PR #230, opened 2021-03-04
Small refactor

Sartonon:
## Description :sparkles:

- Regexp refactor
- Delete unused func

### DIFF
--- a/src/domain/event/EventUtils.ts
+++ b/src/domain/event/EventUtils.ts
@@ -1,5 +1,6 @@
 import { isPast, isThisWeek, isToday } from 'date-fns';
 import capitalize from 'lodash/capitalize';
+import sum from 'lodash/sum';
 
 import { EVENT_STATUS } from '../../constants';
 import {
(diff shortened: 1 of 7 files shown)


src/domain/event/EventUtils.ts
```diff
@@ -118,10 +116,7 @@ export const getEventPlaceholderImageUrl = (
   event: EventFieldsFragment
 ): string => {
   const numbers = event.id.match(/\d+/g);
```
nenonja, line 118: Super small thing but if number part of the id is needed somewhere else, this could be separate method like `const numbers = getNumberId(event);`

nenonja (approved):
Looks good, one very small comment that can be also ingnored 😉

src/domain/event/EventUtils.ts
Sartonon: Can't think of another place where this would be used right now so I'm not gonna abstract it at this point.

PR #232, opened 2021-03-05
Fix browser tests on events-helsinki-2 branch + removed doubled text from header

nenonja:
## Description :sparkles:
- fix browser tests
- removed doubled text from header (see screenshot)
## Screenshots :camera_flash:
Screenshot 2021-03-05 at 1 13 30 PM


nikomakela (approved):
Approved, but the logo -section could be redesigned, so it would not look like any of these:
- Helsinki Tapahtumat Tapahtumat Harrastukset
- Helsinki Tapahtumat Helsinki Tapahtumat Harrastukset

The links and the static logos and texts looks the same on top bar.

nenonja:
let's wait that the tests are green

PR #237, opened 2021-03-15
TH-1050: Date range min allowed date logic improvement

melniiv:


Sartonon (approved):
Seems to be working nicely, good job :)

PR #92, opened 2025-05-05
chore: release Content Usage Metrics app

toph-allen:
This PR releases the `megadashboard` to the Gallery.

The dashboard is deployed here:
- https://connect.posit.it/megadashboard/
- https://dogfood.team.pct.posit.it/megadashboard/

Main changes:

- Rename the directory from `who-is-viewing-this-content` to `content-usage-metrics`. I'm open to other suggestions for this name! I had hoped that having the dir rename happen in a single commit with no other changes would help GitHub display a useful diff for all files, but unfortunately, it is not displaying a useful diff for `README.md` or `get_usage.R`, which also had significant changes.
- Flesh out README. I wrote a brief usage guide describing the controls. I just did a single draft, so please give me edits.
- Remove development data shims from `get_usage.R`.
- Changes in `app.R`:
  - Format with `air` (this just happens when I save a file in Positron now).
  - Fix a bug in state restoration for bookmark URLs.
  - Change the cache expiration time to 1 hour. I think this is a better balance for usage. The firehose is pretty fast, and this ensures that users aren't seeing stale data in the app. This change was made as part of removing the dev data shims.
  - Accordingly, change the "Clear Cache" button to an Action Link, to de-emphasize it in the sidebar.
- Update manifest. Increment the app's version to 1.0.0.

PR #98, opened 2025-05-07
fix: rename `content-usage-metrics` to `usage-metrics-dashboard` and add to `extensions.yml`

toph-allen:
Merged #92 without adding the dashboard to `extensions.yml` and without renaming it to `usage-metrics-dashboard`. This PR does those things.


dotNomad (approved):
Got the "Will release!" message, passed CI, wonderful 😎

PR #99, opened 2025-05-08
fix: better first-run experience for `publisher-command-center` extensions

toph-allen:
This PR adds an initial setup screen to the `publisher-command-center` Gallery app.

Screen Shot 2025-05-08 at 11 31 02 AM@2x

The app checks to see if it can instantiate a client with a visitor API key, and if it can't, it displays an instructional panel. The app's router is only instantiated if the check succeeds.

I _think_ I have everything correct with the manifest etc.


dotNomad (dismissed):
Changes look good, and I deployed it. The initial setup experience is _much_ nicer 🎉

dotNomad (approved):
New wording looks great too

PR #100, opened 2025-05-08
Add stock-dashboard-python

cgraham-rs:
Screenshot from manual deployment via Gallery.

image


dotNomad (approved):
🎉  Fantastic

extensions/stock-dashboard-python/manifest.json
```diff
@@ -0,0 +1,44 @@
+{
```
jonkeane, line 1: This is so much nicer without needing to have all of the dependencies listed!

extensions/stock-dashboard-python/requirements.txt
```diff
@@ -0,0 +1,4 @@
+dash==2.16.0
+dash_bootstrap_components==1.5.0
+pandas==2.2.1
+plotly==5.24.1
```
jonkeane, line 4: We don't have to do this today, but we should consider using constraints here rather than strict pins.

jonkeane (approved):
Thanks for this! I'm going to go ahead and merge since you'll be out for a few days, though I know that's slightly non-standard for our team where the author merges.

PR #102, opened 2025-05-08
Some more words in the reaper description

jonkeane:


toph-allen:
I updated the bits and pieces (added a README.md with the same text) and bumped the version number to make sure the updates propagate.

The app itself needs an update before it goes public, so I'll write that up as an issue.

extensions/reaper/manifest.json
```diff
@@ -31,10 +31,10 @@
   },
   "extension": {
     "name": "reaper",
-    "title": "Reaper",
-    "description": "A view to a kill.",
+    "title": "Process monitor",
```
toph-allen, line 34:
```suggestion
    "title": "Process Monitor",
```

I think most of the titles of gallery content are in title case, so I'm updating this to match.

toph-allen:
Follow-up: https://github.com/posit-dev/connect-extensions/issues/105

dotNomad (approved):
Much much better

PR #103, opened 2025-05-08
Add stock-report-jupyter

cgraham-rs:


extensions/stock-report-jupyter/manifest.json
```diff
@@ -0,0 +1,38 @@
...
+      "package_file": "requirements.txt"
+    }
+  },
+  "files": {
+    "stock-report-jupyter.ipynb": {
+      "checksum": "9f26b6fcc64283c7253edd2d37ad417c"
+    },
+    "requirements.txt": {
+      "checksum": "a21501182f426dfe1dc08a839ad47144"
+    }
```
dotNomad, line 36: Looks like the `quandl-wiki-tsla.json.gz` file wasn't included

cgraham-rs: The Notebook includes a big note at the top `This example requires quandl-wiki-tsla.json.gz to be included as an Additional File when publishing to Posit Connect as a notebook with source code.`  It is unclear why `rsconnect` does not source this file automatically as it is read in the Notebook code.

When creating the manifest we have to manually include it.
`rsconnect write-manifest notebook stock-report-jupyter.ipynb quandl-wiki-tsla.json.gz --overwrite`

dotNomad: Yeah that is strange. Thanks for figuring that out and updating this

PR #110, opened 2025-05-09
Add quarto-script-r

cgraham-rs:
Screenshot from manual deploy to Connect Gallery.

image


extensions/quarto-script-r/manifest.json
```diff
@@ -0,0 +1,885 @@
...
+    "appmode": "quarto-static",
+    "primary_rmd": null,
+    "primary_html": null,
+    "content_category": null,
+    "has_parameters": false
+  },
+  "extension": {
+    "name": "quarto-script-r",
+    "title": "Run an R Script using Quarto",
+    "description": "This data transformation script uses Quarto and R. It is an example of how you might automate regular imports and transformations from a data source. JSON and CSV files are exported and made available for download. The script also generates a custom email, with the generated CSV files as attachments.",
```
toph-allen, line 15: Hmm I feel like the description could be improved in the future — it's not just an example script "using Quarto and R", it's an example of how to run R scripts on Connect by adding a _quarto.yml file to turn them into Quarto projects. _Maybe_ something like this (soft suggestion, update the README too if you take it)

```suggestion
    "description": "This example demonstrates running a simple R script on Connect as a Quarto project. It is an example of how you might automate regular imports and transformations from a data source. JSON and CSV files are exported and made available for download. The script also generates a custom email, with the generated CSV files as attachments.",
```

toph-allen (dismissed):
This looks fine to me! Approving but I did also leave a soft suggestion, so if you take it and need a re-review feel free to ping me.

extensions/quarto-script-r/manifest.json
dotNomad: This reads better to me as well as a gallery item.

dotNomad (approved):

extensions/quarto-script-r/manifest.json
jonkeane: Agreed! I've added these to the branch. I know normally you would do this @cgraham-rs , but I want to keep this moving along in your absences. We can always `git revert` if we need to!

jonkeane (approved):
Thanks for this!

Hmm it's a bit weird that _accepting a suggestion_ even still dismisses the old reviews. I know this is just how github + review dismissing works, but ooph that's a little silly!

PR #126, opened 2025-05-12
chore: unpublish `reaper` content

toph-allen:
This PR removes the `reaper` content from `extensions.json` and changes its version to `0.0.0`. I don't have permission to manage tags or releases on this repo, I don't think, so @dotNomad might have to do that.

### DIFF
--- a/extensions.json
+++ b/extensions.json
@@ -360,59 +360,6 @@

+++++

> Work instructions
Look through the material above for the string "review" and copy each line that has it.

> Expected answer
This looks fine to me! Approving but I did also leave a soft suggestion, so if you take it and need a re-review feel free to ping me.
Hmm it's a bit weird that _accepting a suggestion_ even still dismisses the old reviews. I know this is just how github + review dismissing works, but ooph that's a little silly!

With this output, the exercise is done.